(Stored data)
+++++

PR #9200, opened 2017-05-09
Register PyCallJLD.jl [https://github.com/JuliaPy/PyCallJLD.git]

cstjean:
I called `PkgDev.register("PyCallJLD.jl")`, but it seems to have latched onto `PyCallJLD.git` even though I renamed that repo to `PyCallJLD.jl`. Is that an issue?

Also, I would have loved to use attobot for this, but I don't seem to have the proper JuliaPy permissions?

Hopefully this module can be merged into PyCall once we have conditional modules.

### DIFF
--- a/PyCallJLD.jl/url
+++ b/PyCallJLD.jl/url
@@ -1,0 +1,1 @@
+https://github.com/JuliaPy/PyCallJLD.git


tkelman:
JuliaPy settings seem to indicate that Attobot is enabled on all repos in that org? The missing .jl and lack of a tag here would need to be fixed.

PR #9205, opened 2017-05-09
Tag DSP v0.2.0 [https://github.com/JuliaDSP/DSP.jl]

gummif:


DSP/versions/0.2.0/requires
```diff
@@ -0,0 +1,5 @@
+julia 0.5
+Polynomials v0.1.0 v0.1.2+
```
tkelman: it would be preferable if the package could be made compatible with latest Polynomials versions, rather than having to hold it back

gummif: Ok I'll take a look at that

DSP/versions/0.2.0/requires
```diff
@@ -0,0 +1,5 @@
...
+Reexport
+SpecialFunctions
+Compat 0.17.0
```
tkelman: this needs to be 0.18 since several of the typealias const replacements are parametric

gummif:
Changes have been made to allow more versions of Polynomials.

tkelman:
great! this should be squash merged if travis is green

PR #9238, opened 2017-05-11
Register Reduce: v0.0.1

chakravala:
[https://github.com/chakravala/Reduce.jl.git]

Similar to [Maxima.jl](https://github.com/nsmith5/Maxima.jl), his package requires [Reduce PSL](http://www.reduce-algebra.com/index.htm) to be installed, it needs `redpsl` in the path.

[https://github.com/chakravala/Reduce.jl](https://github.com/chakravala/Reduce.jl)

As of now, I don't know yet how to automate the build with Reduce, but the packge is fully functional if you do have Reduce PSL installed.


MikeInnes:
Congrats on the release!

tkelman:
Please leave new package registrations open for at least 24 hours Mike.

MikeInnes:
Is it recorded somewhere that this is a generally agreed-upon rule?

tkelman:
This was discussed on julia-committers some time ago, yes.

tkelman:
Fatou defines several Base methods on Base types (aka "type piracy"), which is explicitly recommended against in thr style guide and changes the behavior of unrelated code when the package is imported.

MikeInnes:
Decisions like that should be documented (and discussed) publicly – this is a community project, after all.

chakravala:
Is there a way to define this Base method without it being a problem?

tkelman:
Sure we'll write it down somewhere - the readme is unfortunately hidden, but it has been discussed in the pr's and issues here on past occasions.

Rather than defining multiplication between Function objects, there is a function composition operator \circ  in Julia 0.6 and the Compat package

chakravala:
These are the 2 locations where the issue is. It's used to generate the function composition for a LaTeX expression. To do that, I need to be able to specify `j` function compositions.

```Julia
# define multiplication operator on functions to evaluate as function composition
import Base: *; *(f::Function,g::Function) = x -> f(g(x))

# we can convert the j-th function composition into a latex expresion
nL(f::Function,m,j) = SymPy.latex(j==1 ?
  newton(f,m)(Sym("z")) : (newton(f,m)^j)(Sym("z")))
```

tkelman:
that could probably be done with a package-local `repeated_composition` method? otherwise this could conceal bugs elsewhere, since exponentiation of functions is typically not defined

chakravala:
Okay, will commit this instead:
```Julia
# define multiplication operator on functions to evaluate as function composition
recomp(f::Function,x::Number,j::Int) = j > 1 ? f(recomp(f,x,j-1)) : f(x)

# we can convert the j-th function composition into a latex expresion
nL(f::Function,m,j) = SymPy.latex(recomp(newton(f,m),Sym("z"),j))
```

tkelman:
Reduce is also a very generic name, it might have helped to disambiguate a bit to make its purpose clearer

chakravala:
That is true. The first time I heard of Reduce, I thought it was too generic of a term as well. Google searching it is rather difficult due to the ambiguity.

However, you have to also appreciate the fact that Reduce is the [FIRST](http://www.reduce-algebra.com/reduce40.pdf) computer algebra software ever written, it is now over 40 years old! Technically and historically, this program has precedence over any other program named Reduce. When Reduce was first created, this was long before search engines and the internet were a thing.

I have thought about what to name this package and settled on `Reduce` because in the end I thought it was the most elegant way to name it and convenient. Other options could be

- `ReducePSL` less comfortable to type due to caps at end, but more specific about which lisp version of the program it is meant for
- `Redpsl` not much clearer to other people, but the name of the binary
- `ReduceAlgebra` similar to the website name of the software, but it is less convenient to constantly type a longer name, and technically this is not the name of the software
- `ReduceCAS` could emphasize that Reduce is a CAS (computer algebra software), but has the same issue of being a bit annoying to type compared to plain `Reduce`, also technically not the name of the software

If you think about it, this name is actually not much more generic than `Maxima`, which is kind of the opposite of `Reduce` in terms of the meaning of the actual word. It's just that less people have heard of it, so more people will recognize `Maxima` than `Reduce`. So in comparison to the `Maxima` package, it is actually named to fairly similar conventions. Then I would have to similarly say, how should anyone know from the title `Maxima` that it is a computer algebra software? Either you know it or you don't. Most people never heard of Reduce because it is obscure and used by very specialized people.

Also, the name of the REPL prompt in Julia is `reduce> `, so the package name `Reduce` has a one-to-one correspondence with this feature / name.

Let me know what your thoughts are based on that information.

MikeInnes:
Seems legit to me. There's really no one thing that "Reduce" could refer to, so it makes sense to just give it to the first taker.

+++++

WHAT THE EXERCISE ASKS:
Return the entries in full, keeping every line exactly as it is.

RESULT BELOW:
PR #9200, opened 2017-05-09
Register PyCallJLD.jl [https://github.com/JuliaPy/PyCallJLD.git]

cstjean:
I called `PkgDev.register("PyCallJLD.jl")`, but it seems to have latched onto `PyCallJLD.git` even though I renamed that repo to `PyCallJLD.jl`. Is that an issue?

Also, I would have loved to use attobot for this, but I don't seem to have the proper JuliaPy permissions?

Hopefully this module can be merged into PyCall once we have conditional modules.

### DIFF
--- a/PyCallJLD.jl/url
+++ b/PyCallJLD.jl/url
@@ -1,0 +1,1 @@
+https://github.com/JuliaPy/PyCallJLD.git


tkelman:
JuliaPy settings seem to indicate that Attobot is enabled on all repos in that org? The missing .jl and lack of a tag here would need to be fixed.

PR #9205, opened 2017-05-09
Tag DSP v0.2.0 [https://github.com/JuliaDSP/DSP.jl]

gummif:


DSP/versions/0.2.0/requires
```diff
@@ -0,0 +1,5 @@
+julia 0.5
+Polynomials v0.1.0 v0.1.2+
```
tkelman: it would be preferable if the package could be made compatible with latest Polynomials versions, rather than having to hold it back

gummif: Ok I'll take a look at that

DSP/versions/0.2.0/requires
```diff
@@ -0,0 +1,5 @@
...
+Reexport
+SpecialFunctions
+Compat 0.17.0
```
tkelman: this needs to be 0.18 since several of the typealias const replacements are parametric

gummif:
Changes have been made to allow more versions of Polynomials.

tkelman:
great! this should be squash merged if travis is green

PR #9238, opened 2017-05-11
Register Reduce: v0.0.1

chakravala:
[https://github.com/chakravala/Reduce.jl.git]

Similar to [Maxima.jl](https://github.com/nsmith5/Maxima.jl), his package requires [Reduce PSL](http://www.reduce-algebra.com/index.htm) to be installed, it needs `redpsl` in the path.

[https://github.com/chakravala/Reduce.jl](https://github.com/chakravala/Reduce.jl)

As of now, I don't know yet how to automate the build with Reduce, but the packge is fully functional if you do have Reduce PSL installed.


MikeInnes:
Congrats on the release!

tkelman:
Please leave new package registrations open for at least 24 hours Mike.

MikeInnes:
Is it recorded somewhere that this is a generally agreed-upon rule?

tkelman:
This was discussed on julia-committers some time ago, yes.

tkelman:
Fatou defines several Base methods on Base types (aka "type piracy"), which is explicitly recommended against in thr style guide and changes the behavior of unrelated code when the package is imported.

MikeInnes:
Decisions like that should be documented (and discussed) publicly – this is a community project, after all.

chakravala:
Is there a way to define this Base method without it being a problem?

tkelman:
Sure we'll write it down somewhere - the readme is unfortunately hidden, but it has been discussed in the pr's and issues here on past occasions.

Rather than defining multiplication between Function objects, there is a function composition operator \circ  in Julia 0.6 and the Compat package

chakravala:
These are the 2 locations where the issue is. It's used to generate the function composition for a LaTeX expression. To do that, I need to be able to specify `j` function compositions.

```Julia
# define multiplication operator on functions to evaluate as function composition
import Base: *; *(f::Function,g::Function) = x -> f(g(x))

# we can convert the j-th function composition into a latex expresion
nL(f::Function,m,j) = SymPy.latex(j==1 ?
  newton(f,m)(Sym("z")) : (newton(f,m)^j)(Sym("z")))
```

tkelman:
that could probably be done with a package-local `repeated_composition` method? otherwise this could conceal bugs elsewhere, since exponentiation of functions is typically not defined

chakravala:
Okay, will commit this instead:
```Julia
# define multiplication operator on functions to evaluate as function composition
recomp(f::Function,x::Number,j::Int) = j > 1 ? f(recomp(f,x,j-1)) : f(x)

# we can convert the j-th function composition into a latex expresion
nL(f::Function,m,j) = SymPy.latex(recomp(newton(f,m),Sym("z"),j))
```

tkelman:
Reduce is also a very generic name, it might have helped to disambiguate a bit to make its purpose clearer

chakravala:
That is true. The first time I heard of Reduce, I thought it was too generic of a term as well. Google searching it is rather difficult due to the ambiguity.

However, you have to also appreciate the fact that Reduce is the [FIRST](http://www.reduce-algebra.com/reduce40.pdf) computer algebra software ever written, it is now over 40 years old! Technically and historically, this program has precedence over any other program named Reduce. When Reduce was first created, this was long before search engines and the internet were a thing.

I have thought about what to name this package and settled on `Reduce` because in the end I thought it was the most elegant way to name it and convenient. Other options could be

- `ReducePSL` less comfortable to type due to caps at end, but more specific about which lisp version of the program it is meant for
- `Redpsl` not much clearer to other people, but the name of the binary
- `ReduceAlgebra` similar to the website name of the software, but it is less convenient to constantly type a longer name, and technically this is not the name of the software
- `ReduceCAS` could emphasize that Reduce is a CAS (computer algebra software), but has the same issue of being a bit annoying to type compared to plain `Reduce`, also technically not the name of the software

If you think about it, this name is actually not much more generic than `Maxima`, which is kind of the opposite of `Reduce` in terms of the meaning of the actual word. It's just that less people have heard of it, so more people will recognize `Maxima` than `Reduce`. So in comparison to the `Maxima` package, it is actually named to fairly similar conventions. Then I would have to similarly say, how should anyone know from the title `Maxima` that it is a computer algebra software? Either you know it or you don't. Most people never heard of Reduce because it is obscure and used by very specialized people.

Also, the name of the REPL prompt in Julia is `reduce> `, so the package name `Reduce` has a one-to-one correspondence with this feature / name.

Let me know what your thoughts are based on that information.

MikeInnes:
Seems legit to me. There's really no one thing that "Reduce" could refer to, so it makes sense to just give it to the first taker.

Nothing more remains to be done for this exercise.